Aim of the exercise: In the records below, find each line with the word "tldr" and copy it.

Items from a data source

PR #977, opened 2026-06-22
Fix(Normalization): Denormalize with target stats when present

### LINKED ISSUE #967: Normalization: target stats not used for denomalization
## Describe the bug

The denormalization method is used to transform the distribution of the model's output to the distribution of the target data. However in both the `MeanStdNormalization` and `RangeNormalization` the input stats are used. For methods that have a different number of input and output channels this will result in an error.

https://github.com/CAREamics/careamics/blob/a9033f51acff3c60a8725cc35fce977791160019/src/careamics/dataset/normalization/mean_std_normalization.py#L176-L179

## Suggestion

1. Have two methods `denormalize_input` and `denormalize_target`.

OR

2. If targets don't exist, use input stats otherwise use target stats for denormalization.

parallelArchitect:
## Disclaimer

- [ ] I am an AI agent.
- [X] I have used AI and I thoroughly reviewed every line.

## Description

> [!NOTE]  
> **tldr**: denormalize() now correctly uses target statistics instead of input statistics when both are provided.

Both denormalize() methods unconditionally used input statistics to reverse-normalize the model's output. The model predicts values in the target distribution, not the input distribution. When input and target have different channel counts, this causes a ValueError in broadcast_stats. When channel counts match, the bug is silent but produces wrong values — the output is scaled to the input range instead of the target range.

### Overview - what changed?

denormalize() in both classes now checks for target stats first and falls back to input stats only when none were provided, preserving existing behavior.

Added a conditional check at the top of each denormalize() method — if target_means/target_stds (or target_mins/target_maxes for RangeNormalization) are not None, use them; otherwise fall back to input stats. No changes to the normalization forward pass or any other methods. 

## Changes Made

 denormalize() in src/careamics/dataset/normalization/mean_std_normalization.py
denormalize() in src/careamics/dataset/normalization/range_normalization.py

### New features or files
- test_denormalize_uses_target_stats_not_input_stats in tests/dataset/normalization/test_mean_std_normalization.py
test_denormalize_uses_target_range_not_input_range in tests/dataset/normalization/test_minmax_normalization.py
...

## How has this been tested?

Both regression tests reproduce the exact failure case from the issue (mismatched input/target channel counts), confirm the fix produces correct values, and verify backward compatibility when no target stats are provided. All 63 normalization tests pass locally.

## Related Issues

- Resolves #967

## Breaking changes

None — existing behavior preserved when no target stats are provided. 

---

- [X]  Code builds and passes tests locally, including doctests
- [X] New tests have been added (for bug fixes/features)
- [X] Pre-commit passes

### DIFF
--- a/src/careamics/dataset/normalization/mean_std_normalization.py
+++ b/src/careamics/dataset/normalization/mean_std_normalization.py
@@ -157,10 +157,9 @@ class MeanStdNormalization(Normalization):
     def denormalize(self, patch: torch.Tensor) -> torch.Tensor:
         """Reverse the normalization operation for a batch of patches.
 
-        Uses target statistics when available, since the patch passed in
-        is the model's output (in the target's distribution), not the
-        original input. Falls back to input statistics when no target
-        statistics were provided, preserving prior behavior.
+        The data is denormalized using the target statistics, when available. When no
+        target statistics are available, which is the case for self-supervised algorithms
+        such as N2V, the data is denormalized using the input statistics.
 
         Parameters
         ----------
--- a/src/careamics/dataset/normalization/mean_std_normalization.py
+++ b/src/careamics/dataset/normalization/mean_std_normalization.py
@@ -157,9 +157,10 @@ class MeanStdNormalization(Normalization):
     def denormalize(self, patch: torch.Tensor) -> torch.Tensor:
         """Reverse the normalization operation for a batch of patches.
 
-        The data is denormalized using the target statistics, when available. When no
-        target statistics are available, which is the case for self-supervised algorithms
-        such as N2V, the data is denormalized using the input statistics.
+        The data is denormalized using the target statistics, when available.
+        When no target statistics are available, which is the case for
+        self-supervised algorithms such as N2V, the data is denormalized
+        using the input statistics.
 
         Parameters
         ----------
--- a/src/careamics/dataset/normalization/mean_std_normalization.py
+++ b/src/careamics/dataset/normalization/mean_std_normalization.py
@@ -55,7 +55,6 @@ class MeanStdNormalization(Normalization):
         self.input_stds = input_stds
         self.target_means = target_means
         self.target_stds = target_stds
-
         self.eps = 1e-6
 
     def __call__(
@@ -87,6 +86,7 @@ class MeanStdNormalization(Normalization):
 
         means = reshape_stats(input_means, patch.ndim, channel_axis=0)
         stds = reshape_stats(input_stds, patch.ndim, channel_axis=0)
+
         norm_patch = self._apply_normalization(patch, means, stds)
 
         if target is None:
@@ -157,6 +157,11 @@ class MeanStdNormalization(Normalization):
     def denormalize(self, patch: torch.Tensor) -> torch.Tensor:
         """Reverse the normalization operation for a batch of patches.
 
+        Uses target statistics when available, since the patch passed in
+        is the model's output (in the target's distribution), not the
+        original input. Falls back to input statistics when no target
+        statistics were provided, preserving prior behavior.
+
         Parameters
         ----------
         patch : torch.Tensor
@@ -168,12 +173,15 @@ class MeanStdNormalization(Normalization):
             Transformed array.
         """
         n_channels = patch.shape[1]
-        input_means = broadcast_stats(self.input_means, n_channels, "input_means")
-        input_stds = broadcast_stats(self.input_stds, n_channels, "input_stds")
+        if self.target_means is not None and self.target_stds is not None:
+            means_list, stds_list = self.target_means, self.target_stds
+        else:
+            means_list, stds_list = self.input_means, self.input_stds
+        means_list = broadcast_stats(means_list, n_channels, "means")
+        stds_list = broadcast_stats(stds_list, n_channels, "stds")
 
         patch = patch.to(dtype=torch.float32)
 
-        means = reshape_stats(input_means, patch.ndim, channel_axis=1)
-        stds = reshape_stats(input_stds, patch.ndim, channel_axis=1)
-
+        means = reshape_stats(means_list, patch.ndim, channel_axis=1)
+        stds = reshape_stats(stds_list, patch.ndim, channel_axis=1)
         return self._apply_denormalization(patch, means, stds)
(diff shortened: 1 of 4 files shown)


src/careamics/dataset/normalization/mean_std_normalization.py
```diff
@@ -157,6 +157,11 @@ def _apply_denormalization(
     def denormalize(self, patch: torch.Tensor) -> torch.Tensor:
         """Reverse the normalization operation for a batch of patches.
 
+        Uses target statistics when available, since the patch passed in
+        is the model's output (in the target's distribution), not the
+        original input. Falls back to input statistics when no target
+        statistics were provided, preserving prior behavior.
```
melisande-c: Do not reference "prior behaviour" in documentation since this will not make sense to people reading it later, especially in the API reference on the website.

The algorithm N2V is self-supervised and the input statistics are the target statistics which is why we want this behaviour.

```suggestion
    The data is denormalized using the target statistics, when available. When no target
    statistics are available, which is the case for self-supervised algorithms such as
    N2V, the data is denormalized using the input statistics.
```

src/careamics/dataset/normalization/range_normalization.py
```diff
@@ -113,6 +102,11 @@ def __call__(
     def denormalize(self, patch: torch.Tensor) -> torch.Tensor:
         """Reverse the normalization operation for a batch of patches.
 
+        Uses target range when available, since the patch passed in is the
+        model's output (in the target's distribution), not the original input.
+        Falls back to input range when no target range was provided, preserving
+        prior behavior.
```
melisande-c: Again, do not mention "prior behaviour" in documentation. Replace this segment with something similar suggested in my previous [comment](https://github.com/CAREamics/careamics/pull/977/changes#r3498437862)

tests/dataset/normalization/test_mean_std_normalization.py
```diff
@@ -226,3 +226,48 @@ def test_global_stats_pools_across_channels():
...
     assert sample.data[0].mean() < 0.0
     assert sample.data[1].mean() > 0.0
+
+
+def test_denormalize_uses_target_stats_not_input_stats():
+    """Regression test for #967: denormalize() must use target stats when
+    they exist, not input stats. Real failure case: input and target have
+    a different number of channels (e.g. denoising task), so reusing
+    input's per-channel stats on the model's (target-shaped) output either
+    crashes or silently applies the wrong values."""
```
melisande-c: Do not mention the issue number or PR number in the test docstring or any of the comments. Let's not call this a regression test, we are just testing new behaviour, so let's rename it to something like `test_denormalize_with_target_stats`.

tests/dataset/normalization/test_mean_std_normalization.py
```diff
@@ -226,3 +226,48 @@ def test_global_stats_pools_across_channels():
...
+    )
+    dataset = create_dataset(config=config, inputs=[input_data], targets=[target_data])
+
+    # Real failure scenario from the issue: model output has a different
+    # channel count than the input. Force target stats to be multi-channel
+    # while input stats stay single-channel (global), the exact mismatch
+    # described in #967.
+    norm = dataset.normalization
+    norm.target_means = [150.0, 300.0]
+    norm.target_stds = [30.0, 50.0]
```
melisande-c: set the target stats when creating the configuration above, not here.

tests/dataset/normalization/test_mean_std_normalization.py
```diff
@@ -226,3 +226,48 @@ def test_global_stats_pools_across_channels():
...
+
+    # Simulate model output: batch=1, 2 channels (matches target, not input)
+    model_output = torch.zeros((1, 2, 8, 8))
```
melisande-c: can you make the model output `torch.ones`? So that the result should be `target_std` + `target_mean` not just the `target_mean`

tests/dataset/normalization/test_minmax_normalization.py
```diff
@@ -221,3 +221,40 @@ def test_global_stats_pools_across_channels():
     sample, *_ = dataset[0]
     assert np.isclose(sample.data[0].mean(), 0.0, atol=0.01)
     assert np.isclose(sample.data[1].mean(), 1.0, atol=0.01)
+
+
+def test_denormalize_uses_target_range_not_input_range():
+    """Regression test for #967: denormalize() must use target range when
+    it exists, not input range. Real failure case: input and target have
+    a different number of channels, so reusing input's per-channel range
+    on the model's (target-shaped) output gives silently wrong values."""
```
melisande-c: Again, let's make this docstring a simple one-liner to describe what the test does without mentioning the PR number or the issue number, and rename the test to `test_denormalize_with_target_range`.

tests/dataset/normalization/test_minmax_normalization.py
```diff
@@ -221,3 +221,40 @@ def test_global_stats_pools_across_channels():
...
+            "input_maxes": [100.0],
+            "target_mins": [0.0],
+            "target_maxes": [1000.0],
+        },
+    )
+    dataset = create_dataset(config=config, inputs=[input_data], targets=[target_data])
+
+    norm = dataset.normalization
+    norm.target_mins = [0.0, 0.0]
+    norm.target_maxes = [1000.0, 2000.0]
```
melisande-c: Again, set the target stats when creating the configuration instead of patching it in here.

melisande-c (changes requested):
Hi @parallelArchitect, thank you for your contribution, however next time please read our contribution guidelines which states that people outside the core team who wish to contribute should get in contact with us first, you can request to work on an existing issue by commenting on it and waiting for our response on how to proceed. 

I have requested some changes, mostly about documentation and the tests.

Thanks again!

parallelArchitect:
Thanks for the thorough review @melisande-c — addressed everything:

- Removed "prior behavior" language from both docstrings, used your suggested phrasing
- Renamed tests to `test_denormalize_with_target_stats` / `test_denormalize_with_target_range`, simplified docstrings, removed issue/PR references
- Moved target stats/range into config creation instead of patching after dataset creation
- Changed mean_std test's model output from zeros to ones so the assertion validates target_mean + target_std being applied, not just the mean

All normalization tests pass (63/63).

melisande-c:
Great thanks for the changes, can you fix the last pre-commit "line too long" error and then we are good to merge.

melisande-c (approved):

* * *

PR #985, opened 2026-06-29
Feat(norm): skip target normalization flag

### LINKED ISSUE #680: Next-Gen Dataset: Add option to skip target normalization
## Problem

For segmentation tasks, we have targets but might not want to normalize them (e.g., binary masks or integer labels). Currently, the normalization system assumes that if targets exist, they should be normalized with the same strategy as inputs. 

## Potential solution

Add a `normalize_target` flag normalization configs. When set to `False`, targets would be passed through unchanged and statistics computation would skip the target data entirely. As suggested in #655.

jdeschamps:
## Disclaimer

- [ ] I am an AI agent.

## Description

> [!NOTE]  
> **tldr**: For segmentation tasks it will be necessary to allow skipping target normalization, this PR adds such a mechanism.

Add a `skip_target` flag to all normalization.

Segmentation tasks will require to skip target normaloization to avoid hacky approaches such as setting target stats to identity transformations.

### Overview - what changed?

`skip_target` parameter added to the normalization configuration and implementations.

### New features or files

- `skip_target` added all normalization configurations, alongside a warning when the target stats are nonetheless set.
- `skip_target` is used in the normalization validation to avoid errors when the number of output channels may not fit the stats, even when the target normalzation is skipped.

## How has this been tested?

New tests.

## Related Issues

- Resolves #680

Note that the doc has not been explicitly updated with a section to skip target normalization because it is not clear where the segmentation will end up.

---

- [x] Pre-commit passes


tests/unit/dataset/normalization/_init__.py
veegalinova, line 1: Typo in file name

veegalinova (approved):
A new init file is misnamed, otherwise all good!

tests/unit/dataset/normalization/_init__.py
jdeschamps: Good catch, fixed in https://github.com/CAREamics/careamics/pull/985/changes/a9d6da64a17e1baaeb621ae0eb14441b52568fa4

Output below:
> **tldr**: denormalize() now correctly uses target statistics instead of input statistics when both are provided.
> **tldr**: For segmentation tasks it will be necessary to allow skipping target normalization, this PR adds such a mechanism.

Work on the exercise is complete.